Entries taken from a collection
PR #4421, opened 2017-11-19
allow middle/scrollwheel click and right click open in new tab on sidebar and dropdown buttons that open a page

### LINKED ISSUE #3943: Make it possible to right-click open new tab in sidebar buttons
A user has reported that they can't right-click to choose 'open in new tab' on group names in the sidebar, and I've confirmed it's so.

juliencarnot:
In sidebar, navbar and user-dropdown, replaces href attributes with ng-href because lmo-href alone doesn't allow middle/scrollwheel click and right click open.
Buttons opening modals and logout are untouched, middle/scrollwheel click has no effect on them, no open in new tab if right clicked. Cleaned-up the commits and merged with current master.

This should fix #3943

### DIFF
--- a/client/angular/components/navbar/navbar.haml
+++ b/client/angular/components/navbar/navbar.haml
@@ -6,7 +6,7 @@
           %i.mdi.mdi-menu
 
       .navbar__middle.lmo-flex.lmo-flex__horizontal-center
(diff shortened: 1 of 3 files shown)


gdpelican:
This is a nice solution, thanks @juliencarnot (and again sorry for the delay)

PR #1347, opened 2017-01-28
Teach update-versions how to update dotnet/standard packages

ellismg:
We don't yet have versions information being written for
dotnet/standard, so we don't actually update anything unless a URL is
provided via an environment variable.


ellismg:
/cc @ericstj @dagood 

Do we expect we will set up dotnet/versions for standard soon?

dagood:
https://github.com/dotnet/standard/issues/170 is tracking that. @bryanar

bryanar:
I'll start this today. Stay tuned.

PR #1377, opened 2017-01-30
Fixing a small spelling error in an MSBuild property name.

eerhardt:
@weshaggard @ericstj 

When publishing a self-contained application, none of the framework assemblies are being published.

I'm not sure where the best place to test all this build logic is, but fixing the error for now.

/cc @erozenfeld


ericstj:
We should be able to test better in core-setup once it is on a newer MSBuild-based CLI.

PR #1383, opened 2017-01-31
Use existent version of clang in Fedora Dockerfile

naamunds:
/cc @gkhanna79 @wtgodbe @mellinoe

### DIFF
--- a/scripts/docker/fedora.24/Dockerfile
+++ b/scripts/docker/fedora.24/Dockerfile
@@ -1,6 +1,6 @@
 FROM fedora:24
 
-RUN dnf install -y bash git cmake wget which python clang-3.8.0-2.fc24.x86_64 llvm-devel-3.8.0-1.fc24.x86_64 make libicu-devel lldb-devel.x86_64 \
+RUN dnf install -y bash git cmake wget which python clang-3.8.1-1.fc24.x86_64 llvm-devel-3.8.1-2.fc24.x86_64 make libicu-devel lldb-devel.x86_64 \
                    libunwind-devel.x86_64 lttng-ust-devel.x86_64 uuid-devel libuuid-devel tar glibc-locale-source zlib-devel libcurl-devel \
                    krb5-devel openssl-devel autoconf libtool hostname
 


naamunds:
Another option for these DNF packages would be to use `clang.x86_64` and `llvm-devel.x86_64`, but I opted to continue specifying the versions to ensure that these two packages are in sync.

gkhanna79:
CC @janvorli

scripts/docker/fedora.24/Dockerfile
```diff
@@ -1,6 +1,6 @@
 FROM fedora:24
 
-RUN dnf install -y bash git cmake wget which python clang-3.8.0-2.fc24.x86_64 llvm-devel-3.8.0-1.fc24.x86_64 make libicu-devel lldb-devel.x86_64 \
+RUN dnf install -y bash git cmake wget which python clang-3.8.1-1.fc24.x86_64 llvm-devel-3.8.1-2.fc24.x86_64 make libicu-devel lldb-devel.x86_64 \
```
gkhanna79: Should we specify clang, as we do for Fedora 23?

janvorli:
Please use version-less names like we do for Fedora 23. The distro has clang and llvm that always match. If we specify a version, it would be problematic since we would have to keep it up to date when Fedora does a minor update of the tools. And at the same time, updating the version would force people that have the previous minor version to upgrade.

naamunds:
@janvorli I talked to @dagood about this, and he said that there is only one stable clang package version per Fedora release.  There are two package repositories in the fedora:24 base image, "fedora" and "updates", with the former containing the stable releases.  The "fedora" repository has 3.8.0-1.fc24, and the "updates" repository has 3.8.1-1.fc24.  Because 3.8.0-1.fc24 is the only stable version for Fedora 24, I don't think the update scenarios you mentioned apply, so Davis and I prefer specifying 3.8.0-1.fc24 so that the version is explicit.

/cc @MichaelSimons @dleeapho

janvorli:
@naamunds please help me understand the benefit of specifying explicit version of clang. You've said that the reason is that you want to make sure that the llvm and clang versions match. But the package manager doesn't allow installation of non-matching versions (I've tried).

naamunds:
@janvorli If we don't specify the version, then the latest version will be used, which currently means 3.8.1-2 from the "updates" repository, but could mean a different version in the future. We want to guarantee that the Docker image can be rebuilt in the future if needed and produce an image with the same components.

janvorli:
@naamunds ok, I think I understand now. So you want to be able to produce exactly the same binaries in the future. But in that case, all the dev libraries also play a role here. So if something changes in the headers we include, the binaries we produce might differ.

dleeapho:
@janvorli you are correct that the other dev libraries would also need to be specified to arrive at a completely serviceable environment. To do that we need a comprehensive toolset story and though that isn't available yet it is normative to specify a toolset version where we reasonably can.

naamunds:
@dleeapho Agreed. I think we should keep this PR minimal and get it in ASAP to unblock the builds, and the additional work for specifying versions on the other packages can be done separately.

Issue #1322, opened 2017-01-26
Clang3.6 should be the minimal toolset for cross build


gkhanna79:
CoreCLR repo specifies clang 3.6 for cross builds (https://github.com/dotnet/coreclr/blob/master/build.sh#L747) but Core-Setup does not (see https://github.com/dotnet/core-setup/blob/master/src/corehost/build.sh). 

CC @hqueue @hseok-oh @jyoungyun

PR #1385, opened 2017-01-31
Make clang-3.6 as a default compiler for cross compilation

hqueue:
Related issue: #1322 

1. Relocate clang configuration
    Old location: build_projects/dotnet-host-build/build.sh
    New location: src/corehost/build.sh

    clang is used when building corehost, but clang configuriation is too far away from corehost.
    Therefore I've moved code to the place where clang is really necessary.

2. Make clang-3.6 as a default compiler for cross compilation
    Other than cross compilation, clang-3.5 remains as a default. (no change)


hqueue:
@gkhanna79 PTAL. I made 3.6 as a default and only compiler for cross compilation. Is it ok ?

Issue #1221, opened 2017-01-19
Host cannot find satellite assemblies listed in deps.json when using version Microsoft.NETCore.App 2.0


nguerrera:
## Steps to reproduce

* Install https://dotnetcli.blob.core.windows.net/dotnet/master/Installers/Latest/dotnet-win-x64.latest.exe

* From Windows command prompt:
  * git clone https://github.com/nguerrera/repros
  * cd repros\SatelliteAssemblyHostIssue
  * repro.cmd

## Expected  behavior

The program runs fine.

## Actual behavior
```
Error: assembly specified in the dependencies manifest was not found -- package: 'satelliterepro', version: '1.0.0', path: 'fr/SatelliteRepro.resources.dll'
```

## Environment data

```
Microsoft .NET Core 2.0.0 - Runtime (x64) 2.0.0.1384

.NET Command Line Tools (1.0.0-rc3-004512)

Product Information:
 Version:            1.0.0-rc3-004512
 Commit SHA-1 hash:  61b7841087

Runtime Environment:
 OS Name:     Windows
 OS Version:  10.0.14393
 OS Platform: Windows
 RID:         win10-x64
 Base Path:   D:\Src\repros\SatelliteAssemblyHostIssue\.dotnet_cli\sdk\1.0.0-rc3-004512
```

@gkhanna79 @ramarag

nguerrera:
cc @Eilon @pranavkm @ryanbrandenburg 

This has been blocking ASP.NET for a while. It was logged first as a CLI issue (dotnet/CLI#5172), then an SDK (dotnet/sdk#673) issue, but after preparing the repro above and talking offline, this appears to be an issue in the 2.0 host.

Eilon:
Thanks for the update. If you have a private build that you want us to try out, we can certainly do that as well to make sure the ASP.NET Core scenario is functional.

gkhanna79:
@schellap Can you please take an initial stab at this?

ryanbrandenburg:
Do we have an update on this? It's currently blocking progress on aspnet/Localization#315.

gkhanna79:
@nguerrera The repro script (in your repro repo) no longer works since the CLI it is using is not present. Trying to use latest CLI (https://dotnetcli.blob.core.windows.net/dotnet/Sdk/rel-1.0.0/dotnet-dev-win-x64.latest.zip) results in different restore errors.

Do you have a repro available offline that you can share with the CLI in question?

[...]

PR #1392, opened 2017-01-31
Fix resource assembly path computation

gkhanna79:
Fixes https://github.com/dotnet/core-setup/issues/1221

EXERCISE INSTRUCTIONS – For the entries, state the number of lines that include the string "Runtime". Add no other words.

ANSWER – 2